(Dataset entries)
==================================================

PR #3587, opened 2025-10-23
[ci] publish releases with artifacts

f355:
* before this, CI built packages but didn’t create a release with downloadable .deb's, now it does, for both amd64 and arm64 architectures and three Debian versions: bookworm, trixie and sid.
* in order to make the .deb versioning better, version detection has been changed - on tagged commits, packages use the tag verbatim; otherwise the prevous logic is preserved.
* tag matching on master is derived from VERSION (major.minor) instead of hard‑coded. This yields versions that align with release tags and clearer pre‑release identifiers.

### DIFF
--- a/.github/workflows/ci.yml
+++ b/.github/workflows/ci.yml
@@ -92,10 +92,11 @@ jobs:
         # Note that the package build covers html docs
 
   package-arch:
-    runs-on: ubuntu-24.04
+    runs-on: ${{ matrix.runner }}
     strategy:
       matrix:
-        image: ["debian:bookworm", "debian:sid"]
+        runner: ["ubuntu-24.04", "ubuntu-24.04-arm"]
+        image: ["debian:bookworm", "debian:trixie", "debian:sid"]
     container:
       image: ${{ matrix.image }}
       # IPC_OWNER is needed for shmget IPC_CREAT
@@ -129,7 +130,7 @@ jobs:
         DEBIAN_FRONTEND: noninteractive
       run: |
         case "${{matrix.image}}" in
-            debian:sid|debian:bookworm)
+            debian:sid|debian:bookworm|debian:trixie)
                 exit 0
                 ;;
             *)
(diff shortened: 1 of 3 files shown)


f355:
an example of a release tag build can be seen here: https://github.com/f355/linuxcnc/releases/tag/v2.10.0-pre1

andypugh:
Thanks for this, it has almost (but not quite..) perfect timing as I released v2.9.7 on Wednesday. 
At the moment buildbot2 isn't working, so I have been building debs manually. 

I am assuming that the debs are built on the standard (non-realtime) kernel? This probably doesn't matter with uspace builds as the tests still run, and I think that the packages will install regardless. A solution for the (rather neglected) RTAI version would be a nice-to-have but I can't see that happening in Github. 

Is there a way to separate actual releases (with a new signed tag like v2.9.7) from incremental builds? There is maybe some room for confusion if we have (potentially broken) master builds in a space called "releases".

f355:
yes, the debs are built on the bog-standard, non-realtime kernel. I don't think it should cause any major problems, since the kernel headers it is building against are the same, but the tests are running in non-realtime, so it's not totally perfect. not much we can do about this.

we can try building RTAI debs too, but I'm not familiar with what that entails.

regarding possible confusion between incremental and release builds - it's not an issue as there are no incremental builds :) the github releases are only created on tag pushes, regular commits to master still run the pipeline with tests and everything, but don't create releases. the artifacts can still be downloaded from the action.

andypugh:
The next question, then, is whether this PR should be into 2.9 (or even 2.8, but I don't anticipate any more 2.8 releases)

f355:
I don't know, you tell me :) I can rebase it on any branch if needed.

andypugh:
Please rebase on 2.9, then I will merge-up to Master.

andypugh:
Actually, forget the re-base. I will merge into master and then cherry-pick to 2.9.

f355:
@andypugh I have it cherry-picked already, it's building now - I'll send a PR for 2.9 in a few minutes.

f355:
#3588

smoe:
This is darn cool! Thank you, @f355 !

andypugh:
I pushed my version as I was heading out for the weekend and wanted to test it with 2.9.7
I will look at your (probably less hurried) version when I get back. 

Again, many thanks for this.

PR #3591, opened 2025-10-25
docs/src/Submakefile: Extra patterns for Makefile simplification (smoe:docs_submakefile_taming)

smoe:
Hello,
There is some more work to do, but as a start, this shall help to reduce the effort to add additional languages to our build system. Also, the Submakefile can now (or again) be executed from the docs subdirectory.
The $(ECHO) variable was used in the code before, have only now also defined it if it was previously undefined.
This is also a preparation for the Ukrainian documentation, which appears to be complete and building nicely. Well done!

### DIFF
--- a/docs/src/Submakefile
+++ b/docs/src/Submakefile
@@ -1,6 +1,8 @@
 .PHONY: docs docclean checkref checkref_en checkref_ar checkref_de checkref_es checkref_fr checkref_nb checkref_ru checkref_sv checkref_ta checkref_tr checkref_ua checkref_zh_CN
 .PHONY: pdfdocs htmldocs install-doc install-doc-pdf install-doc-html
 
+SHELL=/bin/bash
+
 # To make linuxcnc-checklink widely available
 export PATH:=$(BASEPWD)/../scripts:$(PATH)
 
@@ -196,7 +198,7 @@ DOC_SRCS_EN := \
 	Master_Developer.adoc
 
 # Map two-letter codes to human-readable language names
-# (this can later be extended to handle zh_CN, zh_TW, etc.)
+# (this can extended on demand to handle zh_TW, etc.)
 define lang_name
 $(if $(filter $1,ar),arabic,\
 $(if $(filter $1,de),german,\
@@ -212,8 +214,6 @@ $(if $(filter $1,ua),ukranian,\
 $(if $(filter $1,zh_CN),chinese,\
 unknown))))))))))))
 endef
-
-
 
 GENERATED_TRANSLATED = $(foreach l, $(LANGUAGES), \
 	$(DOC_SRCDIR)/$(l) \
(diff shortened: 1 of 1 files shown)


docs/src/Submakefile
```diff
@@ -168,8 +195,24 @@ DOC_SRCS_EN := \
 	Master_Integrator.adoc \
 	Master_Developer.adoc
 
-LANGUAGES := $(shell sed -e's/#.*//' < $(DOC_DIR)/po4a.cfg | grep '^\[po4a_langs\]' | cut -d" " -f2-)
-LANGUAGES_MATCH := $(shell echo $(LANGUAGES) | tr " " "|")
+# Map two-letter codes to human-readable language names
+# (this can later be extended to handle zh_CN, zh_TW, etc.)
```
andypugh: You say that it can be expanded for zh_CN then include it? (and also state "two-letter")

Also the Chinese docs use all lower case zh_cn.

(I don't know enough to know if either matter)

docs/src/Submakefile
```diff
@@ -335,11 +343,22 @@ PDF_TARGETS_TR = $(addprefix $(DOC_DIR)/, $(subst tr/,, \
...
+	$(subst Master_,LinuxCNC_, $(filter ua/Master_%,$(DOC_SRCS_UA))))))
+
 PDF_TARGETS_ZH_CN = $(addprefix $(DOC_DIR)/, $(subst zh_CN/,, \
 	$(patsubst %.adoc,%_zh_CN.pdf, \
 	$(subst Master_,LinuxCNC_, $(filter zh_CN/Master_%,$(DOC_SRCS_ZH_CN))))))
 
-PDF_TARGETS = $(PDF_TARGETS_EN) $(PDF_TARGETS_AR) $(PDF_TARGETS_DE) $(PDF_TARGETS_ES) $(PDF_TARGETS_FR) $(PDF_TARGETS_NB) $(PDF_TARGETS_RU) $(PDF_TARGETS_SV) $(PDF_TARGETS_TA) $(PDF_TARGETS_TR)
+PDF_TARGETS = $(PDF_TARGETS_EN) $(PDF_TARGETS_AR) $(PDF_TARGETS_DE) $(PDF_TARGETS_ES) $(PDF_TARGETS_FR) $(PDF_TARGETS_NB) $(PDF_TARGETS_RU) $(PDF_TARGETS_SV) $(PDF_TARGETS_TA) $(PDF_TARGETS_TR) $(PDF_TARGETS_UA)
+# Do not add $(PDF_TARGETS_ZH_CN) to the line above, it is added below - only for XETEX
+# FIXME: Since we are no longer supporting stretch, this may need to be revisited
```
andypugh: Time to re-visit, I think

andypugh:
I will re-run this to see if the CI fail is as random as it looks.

==================================================

TASK BRIEF | Write out word for word only the lines from the start of the entries down to the line with "At the moment", please, including both ends.

SOLUTION |
PR #3587, opened 2025-10-23
[ci] publish releases with artifacts

f355:
* before this, CI built packages but didn’t create a release with downloadable .deb's, now it does, for both amd64 and arm64 architectures and three Debian versions: bookworm, trixie and sid.
* in order to make the .deb versioning better, version detection has been changed - on tagged commits, packages use the tag verbatim; otherwise the prevous logic is preserved.
* tag matching on master is derived from VERSION (major.minor) instead of hard‑coded. This yields versions that align with release tags and clearer pre‑release identifiers.

### DIFF
--- a/.github/workflows/ci.yml
+++ b/.github/workflows/ci.yml
@@ -92,10 +92,11 @@ jobs:
         # Note that the package build covers html docs
 
   package-arch:
-    runs-on: ubuntu-24.04
+    runs-on: ${{ matrix.runner }}
     strategy:
       matrix:
-        image: ["debian:bookworm", "debian:sid"]
+        runner: ["ubuntu-24.04", "ubuntu-24.04-arm"]
+        image: ["debian:bookworm", "debian:trixie", "debian:sid"]
     container:
       image: ${{ matrix.image }}
       # IPC_OWNER is needed for shmget IPC_CREAT
@@ -129,7 +130,7 @@ jobs:
         DEBIAN_FRONTEND: noninteractive
       run: |
         case "${{matrix.image}}" in
-            debian:sid|debian:bookworm)
+            debian:sid|debian:bookworm|debian:trixie)
                 exit 0
                 ;;
             *)
(diff shortened: 1 of 3 files shown)


f355:
an example of a release tag build can be seen here: https://github.com/f355/linuxcnc/releases/tag/v2.10.0-pre1

andypugh:
Thanks for this, it has almost (but not quite..) perfect timing as I released v2.9.7 on Wednesday. 
At the moment buildbot2 isn't working, so I have been building debs manually. 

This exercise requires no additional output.